Plasmonic structure integrated single-photon detectors optimized to maximize polarization contrast

TL;DR

This paper uses numerical optimization to design plasmonic structures integrated with superconducting nanowire single-photon detectors, significantly enhancing polarization contrast for improved photon selectivity.

Contribution

It introduces wavelength-scaled, optimized plasmonic structures integrated with SNSPDs to maximize polarization contrast, demonstrating different geometries and optical responses.

Findings

Achieved polarization contrast up to 1.90*10^13 in optimized structures.

Different geometries exhibit distinct angle-dependent optical responses.
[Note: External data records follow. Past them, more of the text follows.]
PR #1108, opened 2017-02-14
Authority count refactor

henare:
During some recent work I realised we were setting `@authority_count` on every request but we stopped using it in the header quite a while back. This refactor is mainly to address that but I've also tried to make things a bit nicer too.


equivalentideas:
Looks good 👍🏻

Issue #794, opened 2015-09-29
The important information that there's a limited time to comment on an application is buried


equivalentideas:
If there's only a few days to comment on an application, that's quite important information "You have 1 day left to officially respond to this application.". It's also adds an urgency to commenting.

Currently this information in one of several paragraphs under that 'Add your comment' heading:

![screen shot 2015-09-29 at 12 06 18 pm](https://cloud.githubusercontent.com/assets/1239550/10153809/8e06b010-66a3-11e5-8a85-ea35231a674c.png)

I think it should be moved above this section for two reasons:
1. This is information that will prompt you to comment so should lead you to the 'add your comment' section, not be a sub point of it.
2. This is important information that should be seen quite quickly when looking at the application.

It could go above the ''We found this application for you on the planning authority's website 7 days ago. It was received by them 1 day earlier." sentence, which is conceptually related but less important to people:

![screen shot 2015-09-29 at 12 08 48 pm](https://cloud.githubusercontent.com/assets/1239550/10153811/921503fa-66a3-11e5-98eb-17ccca244504.png)

We could AB test this to see what impact it has on commenting and alert signups.

henare:
:+1: I like the idea of making it part of the text immediately below the comment header:

>You have 1 day left to officially respond to this application. Add your own comment!

equivalentideas:
> :+1: I like the idea of making it part of the text immediately below the comment header:

Thanks @henare do you mean position 2 in this image? I was suggesting position 1 above.

![screen shot 2015-09-29 at 4 48 34 pm](https://cloud.githubusercontent.com/assets/1239550/10157081/42b4d28c-66ca-11e5-9366-1ab8a713f514.png)

henare:
Position 2 is the most obvious because it enhances what's already there.

We currently have a separator between the application and the comments so including information about commenting in the application section would be muddling things up.

equivalentideas:
> We currently have a separator between the application and the comments so including information about commenting in the application section would be muddling things up.

hmmm. I actually think it's more confusing to have this information inside the comment section and it's something that should get you interested in the comments and commenting, rather than something you discover once you're looking at the comments/commenting. We should have a play and go with whatever works best :balloon:

equivalentideas:
Looks like we thought a good course of action would be to move the notice to position 2 discussed above. That also feels like a nice simple iteration.

mlandauer:
I think this change is a good one

kat:
agreed!

—
[...]

PR #1125, opened 2017-03-25
Fix for the issue https://github.com/openaustralia/planningalerts/issues/794

Anishka0107:
This PR tries to fix the issue #794 
The important information that there's a limited time to comment on an application is buried and it should be moved to the new position as specified in the issue.


equivalentideas:
Hi @Anishka0107 . Did you mean to close this PR?

Anishka0107:
Hi @equivalentideas, sir the Travis check is unsuccessful for this commit. So, I had to close it. I also submitted another PR for this repository, but the same happened for it as well, the check was unsuccessful.
I do not know what is going wrong. Could you help me

Issue #826, opened 2015-10-27
Yahoo Pipes is dead


henare:
On our API page we suggest Yahoo Pipes. Thanks to Steve for emailing us to point out that Yahoo Pipes is [long] dead!

We need to remove Yahoo Pipes from the page but it would also be good to replace it with another suggestion. The question is what?

Anishka0107:
I guess [Zapier](https://zapier.com/) is good substitute to Yahoo! Pipes.

equivalentideas:
> I guess Zapier is good substitute to Yahoo! Pipes.

I'm not super familiar with Zapier, why do you think it would be good @Anishka0107 ?

It would be good to look at a few alternatives in the mix :) are there any open source options ❤️

Anishka0107:
@equivalentideas 
https://github.com/superfeedr/superpipes seems like the best alternative for Yahoo! Pipes and is open-source as well. I guess I should use superpipes instead of Zapier in the PR.

equivalentideas:
> I guess I should use superpipes instead of Zapier in the PR.

Before deciding on an option we should consider the pros and cons of a few alternatives. We might way up:

* what's the most common tool that people already use?
* what will be easy for API users to get started with?
* is there a tool that aligns with our aims, e.g. is FOSS and an ethical company etc. .

I suspect nothing will be perfect, but let's way up the options.

Anishka0107:
@equivalentideas 
I have submitted a PR with Superpipes instead of Zapier as I feel it is the best open source available alternative and  was designed to actually replace Yahoo! pipes, when they had suspected the closing of Yahoo pipes.

henare:
Rather than finding a Yahoo! Pipes replacement another approach to fixing this would be to rework this sentence to something useful for what API developers would expect these days.

jamezpolley:
Thanks @Anishka0107

PR #1126, opened 2017-03-26
Fix the issue #826

Anishka0107:
Fix for the issue https://github.com/openaustralia/planningalerts/issues/826.
Yahoo! Pipes does not exist anymore. So, a good alternative to it seems to be Zapier https://zapier.com/ 
The link for Yahoo Pipes on the Get the Data - API page is fixed.

### DIFF
--- a/app/views/api/howto.html.haml
+++ b/app/views/api/howto.html.haml
@@ -4,7 +4,7 @@
 
 %p
   Planning application data is available programmatically as feeds which can
-  be used in most web mapping APIs and desktop GIS software like #{link_to "Yahoo Pipes", "http://pipes.yahoo.com/"}. Details of the API are listed below.
+  be used in most web mapping APIs and desktop GIS software like <a href="https://zapier.com/">Zapier</a>. Details of the API are listed below.
 
 %p
   Non&ndash;commercial, low&ndash;volume use of this service is free.
--- a/app/views/api/howto.html.haml
+++ b/app/views/api/howto.html.haml
@@ -4,7 +4,7 @@
 
 %p
   Planning application data is available programmatically as feeds which can
-  be used in most web mapping APIs and desktop GIS software like <a href="https://zapier.com/">Zapier</a>. Details of the API are listed below.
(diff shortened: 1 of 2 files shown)


Anishka0107:
I am unable to understand why the checks are unsuccessful. Can somebody please help me here?

equivalentideas:
> I am unable to understand why the checks are unsuccessful. Can somebody please help me here?

That check is the tests failing. But those failures have nothing to do with the change you made, so all good 👍 Those tests were added recently and maybe they're a bit brittle.

app/views/api/howto.html.haml
```diff
@@ -4,7 +4,7 @@
 
 %p
   Planning application data is available programmatically as feeds which can
-  be used in most web mapping APIs and desktop GIS software like #{link_to "Yahoo Pipes", "http://pipes.yahoo.com/"}. Details of the API are listed below.
+  be used in most web mapping APIs and desktop GIS software like <a href="https://zapier.com/">Zapier</a>. Details of the API are listed below.
```
equivalentideas: This should use the [Rails link_to helper](http://api.rubyonrails.org/classes/ActionView/Helpers/UrlHelper.html#method-i-link_to) like the original.

app/views/applications/show.html.haml
```diff
@@ -14,7 +14,7 @@
   #application
     %article#application-info
       %header
-        %h3.address= @application.address
+        %h1.address= @application.address
```
equivalentideas: This change is related to a different issue that #826 so it shouldn't be part of this PR (that would be an awesome issue to fix in a separate PR though 🎉 ).

app/views/api/howto.html.haml
Anishka0107: As you said sir,
Updated <a> to link_to and also changed Zapier to Superpipes as it seems a better alternative and is open-source as well.

app/views/applications/show.html.haml
Anishka0107: I have changed it back to the original one and will submit a separate PR when this PR gets merged.

PR #1127, opened 2017-03-28
Updated Yahoo! Pipes link to Superpipes

Anishka0107:
This pull request aims to fix the issue https://github.com/openaustralia/planningalerts/issues/826

The Yahoo! Pipes link on the API - Get the Data page is dead as Yahoo! Pipes does not exist anymore.
Hence the link has been updated to Superpipes ( https://github.com/superfeedr/superpipes ).
Superpipes is an open-source Yahoo! Pipes equivalent, which was developed to replace it, when they had anticipated their closing.

### DIFF
--- a/app/views/api/howto.html.haml
+++ b/app/views/api/howto.html.haml
@@ -4,7 +4,7 @@
 
 %p
   Planning application data is available programmatically as feeds which can
-  be used in most web mapping APIs and desktop GIS software like #{link_to "Yahoo Pipes", "http://pipes.yahoo.com/"}. Details of the API are listed below.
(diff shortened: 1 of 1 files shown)


henare:
Superpipes hasn't been updated in 5 years so I suspect it could be unmaintained. I've never used it so I couldn't recommend it. As [@equivalentideas said](https://github.com/openaustralia/planningalerts/issues/826#issuecomment-289656671) on #826,

>Before deciding on an option we should consider the pros and cons of a few alternatives.

We should do that on the issue first so I'm going to close this PR until that's happened.

Issue #614, opened 2015-01-31
Headings do not use correct semantic heading levels


equivalentideas:
Currently the application address/page title is an `<h3>`. It's the title of the page and should be an `<h1>`. 

This is an accessibility problem and is likely not helping search engine crawlers understand what this page is about.

mlandauer:
Would be good to address this

PR #1128, opened 2017-03-28
Correct semantic heading for address page

Anishka0107:
This pull request aims to fix the issue https://github.com/openaustralia/planningalerts/issues/614

The title of the application address page uses an h3, while it should be an h1 to improve its accessibility for web crawlers. It has now been changed to h1.
Although this increases the size of the header, it is a better option as it is important for search engines to index the page properly.
The heading now uses the correct semantic heading level.

### DIFF
--- a/app/views/applications/show.html.haml
+++ b/app/views/applications/show.html.haml
@@ -14,7 +14,7 @@
   #application
     %article#application-info
       %header
-        %h3.address= @application.address
+        %h1.address= @application.address
 
       - if @application.location
         #map_div


equivalentideas:
Hi @Anishka0107 does this impact the visual appearance of the page? Could you please include a screenshot of the page here so we can see what it looks like?

Thanks :)

Anishka0107:
@equivalentideas 
Yes it does! And I guess, I need to keep the look of the page consistent, while changing the h3 to an h1.
I will work on it soon.

equivalentideas:
I'm going to close this to clear up our list of open PRs 🙂  @Anishka0107 please reopen and pick this up if/when you feel like it! Looks like you've been busy 😁

PR #1129, opened 2017-03-28
Shift important information to correct position

Anishka0107:
This pull request aims to fix the issue https://github.com/openaustralia/planningalerts/issues/794
The important information of the limited time left to comment on the application is buried and not very visible when present below the Add your own comment section.
Being placed immediately below the comment header is an appropriate position for it.
So, it has been shifted to the desired position.


app/views/comments/_comment_form.html.haml
```diff
@@ -7,5 +7,3 @@
   %p
     = link_to "How to comment", @application.comment_url
     on this application (from #{@application.authority.full_name}).
-    - if @application.on_notice_to
```
equivalentideas: It looks like you're shifting this from the wrong place. Have a look at when this notice would be displayed, only when the authority isn't contactable and the comment form isn't displayed. In that case there would be no comments either, so the notice isn't actually being pushed down the page—it's kinda in the perfect place with the comment instructions.

We want to keep this one here and move the notice that appears with the form. Let me know if you need a hand finding that.

equivalentideas: Oh, one other thing :) Those two commits should be one commit moving the notice, rather than delete and insert. That way the whole intention is captured in the single commit we can look back on.

equivalentideas:
@Anishka0107 Could you add a screenshot of how the change looks to users to this PR please?

equivalentideas:
I'm going to close this to clear up our list of open PRs 🙂  @Anishka0107 please reopen and pick this up if/when you feel like it.

Anishka0107:
Sorry, I didn't update the PRs.
Sure, I'll do so when some work is done :)

equivalentideas:
No worries @Anishka0107 :) open it when you're ready. I'll close the PRs on publicwhip as well till then just to clear up those lists. Thanks again for all your contributions :)

Issue #964, opened 2016-04-21
Reply permalinks on comments index don't link to comment correctly


henare:
To reproduce:
- Go to comments page: https://www.planningalerts.org.au/comments
- Find a reply from a councillor
- Click permalink
- It links to https://www.planningalerts.org.au/comments#reply20 instead of https://www.planningalerts.org.au/applications/635635#reply20

equivalentideas:
Fixed by @hisayohorie in https://github.com/openaustralia/planningalerts/pull/1131

PR #1131, opened 2017-03-30
fixed the permalink path to application page reply

hisayohorie:
#964 changed the permalink in councillor replies to go to the reply under the application page.

### DIFF
--- a/app/views/replies/_reply.html.haml
+++ b/app/views/replies/_reply.html.haml
@@ -9,7 +9,7 @@
         %span.comment-time-block
           replied to
           = link_to reply.comment.name, "#comment#{reply.comment.id}", title: "View comment"
-          = link_to "#reply#{reply.id}", title: "View reply" do
+          = link_to "#{application_path(reply.comment.application)}\#reply#{reply.id}", title: "View reply" do
             %time.comment-time{datetime: reply.received_at.strftime("%F")}
               #{time_ago_in_words(reply.received_at)} ago
     %blockquote.comment-text= simple_format(reply.text)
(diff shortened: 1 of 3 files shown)


app/views/replies/_reply.html.haml
```diff
@@ -9,7 +9,7 @@
         %span.comment-time-block
           replied to
           = link_to reply.comment.name, "#comment#{reply.comment.id}", title: "View comment"
-          = link_to "#reply#{reply.id}", title: "View reply" do
+          = link_to "#{application_path(reply.comment.application)}\#reply#{reply.id}", title: "View reply" do
```
equivalentideas: This definitely does the job, but the implementation should be consistent with how the links on comments work, see https://github.com/openaustralia/planningalerts/blob/master/app/views/comments/_comment_meta_sentence.html.haml#L9

Basically that's using a helper method that gets this logic out of the view https://github.com/openaustralia/planningalerts/blob/master/spec/helpers/comments_helper_spec.rb#L23-L30

equivalentideas:
This is merged 🎸 Thanks @hisayohorie . This is a small but solid usability enhancement 👍 

I made a few cleanup commits on the end https://github.com/openaustralia/planningalerts/compare/cfbeaa24b333...9144162cf2af
 
Keep a close eye on the style of the code throughout a project when you make a contribution. Things like whitespace and hash style (`{key: value}` or `{:key => value}`) are important to keep consistent, it’s makes code much more readable.

equivalentideas:
This is deployed :)

PR #1132, opened 2017-04-02
 added CommentHelper in confirmation mailer using add_template_helper…

hisayohorie:
… and used comment_as_html to preserves line breaks in the comment.html.haml.

let me know what you think!

### DIFF
--- a/app/views/confirmation_mailer/comment.html.haml
+++ b/app/views/confirmation_mailer/comment.html.haml
@@ -7,9 +7,9 @@
 
 %p If your email program does not let you click on this link, just copy and paste it into your web browser and hit return.
 
-%p
-  Your comment:
-  = comment_as_html(@comment.text)
+%p Your comment:
+
+%blockquote= comment_as_html(@comment.text)
 
 %p
   On the application:
--- a/app/views/confirmation_mailer/comment.html.haml
+++ b/app/views/confirmation_mailer/comment.html.haml
@@ -9,7 +9,7 @@
 
 %p
   Your comment:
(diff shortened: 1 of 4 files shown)


app/views/confirmation_mailer/comment.html.haml
```diff
@@ -9,7 +9,7 @@
 
 %p
   Your comment:
-  = @comment.text
+  = comment_as_html(@comment.text)
```
equivalentideas: This method, which will generate html (mostly <p> tags) is currently a child of a <p> element. This is going to generate invalid markup.

I actually think in this context the comment is a blockquote, as we're quoting their comment. It's semantically a different type of text to the rest of the text in this file.

I recon something like:

```
%p Your comment:

%blockquote= comment_as_html(@comment.text)
```

Or, it would be worth having a look at how it's inserted into alert emails.

hisayohorie:
screen shot 2017-04-03 at 2 49 10 pm
Here is the screenshot, I used letter_opener to preview. I changed the mark up so it is no longer <p> nested in <p>, but there is still a <p> inside of the <blockquote>. is that ok, or should I find out the way to remove the nested <p> in <blockquote>?

equivalentideas:
Nice one @hisayohorie 🍰 I've merged and deployed this :shipit: 

I made a change to the way the comment helpers were included to make it consistent with the ReplyNotifier mailer, and then made it consistent across all the mailers: https://github.com/openaustralia/planningalerts/compare/5973e7b129b3...b394be25cd35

Optimization criteria significantly influence the resulting structure performance.

Abstract

Numerical optimization was performed via COMSOL Multiphysics to maximize the polarization contrast of superconducting nanowire single photon detectors (SNSPDs). SNSPDs were integrated with four different types of one-dimensional periodic plasmonic structures capable of mediating p-polarized photon selectivity to the niobium-nitride superconducting nanowire pattern. Optimization with two different criteria regarding the maximal tilting resulted in wavelength-scaled periodic integrated structures, which have different geometrical parameters, and exhibit different polar angle dependent optical response and dispersion characteristics, as well as accompanying near-field phenomena at the extrema. Polarization contrast of 6.37*10^2 and 3.28*10^2 - 6.86*10^11 and 1.42*10^11 - 1.81*10^13 and 7.87*10^12 - 1.90*10^3 and 1.15*10^5 can be achieved in nanocavity-, nanocavity-deflector-, nanocavity-double-deflector-, nanocavity-trench-array-integrated P-SNSPDs optimized with 85 degree and 80 degree criterion regarding the maximal tilting.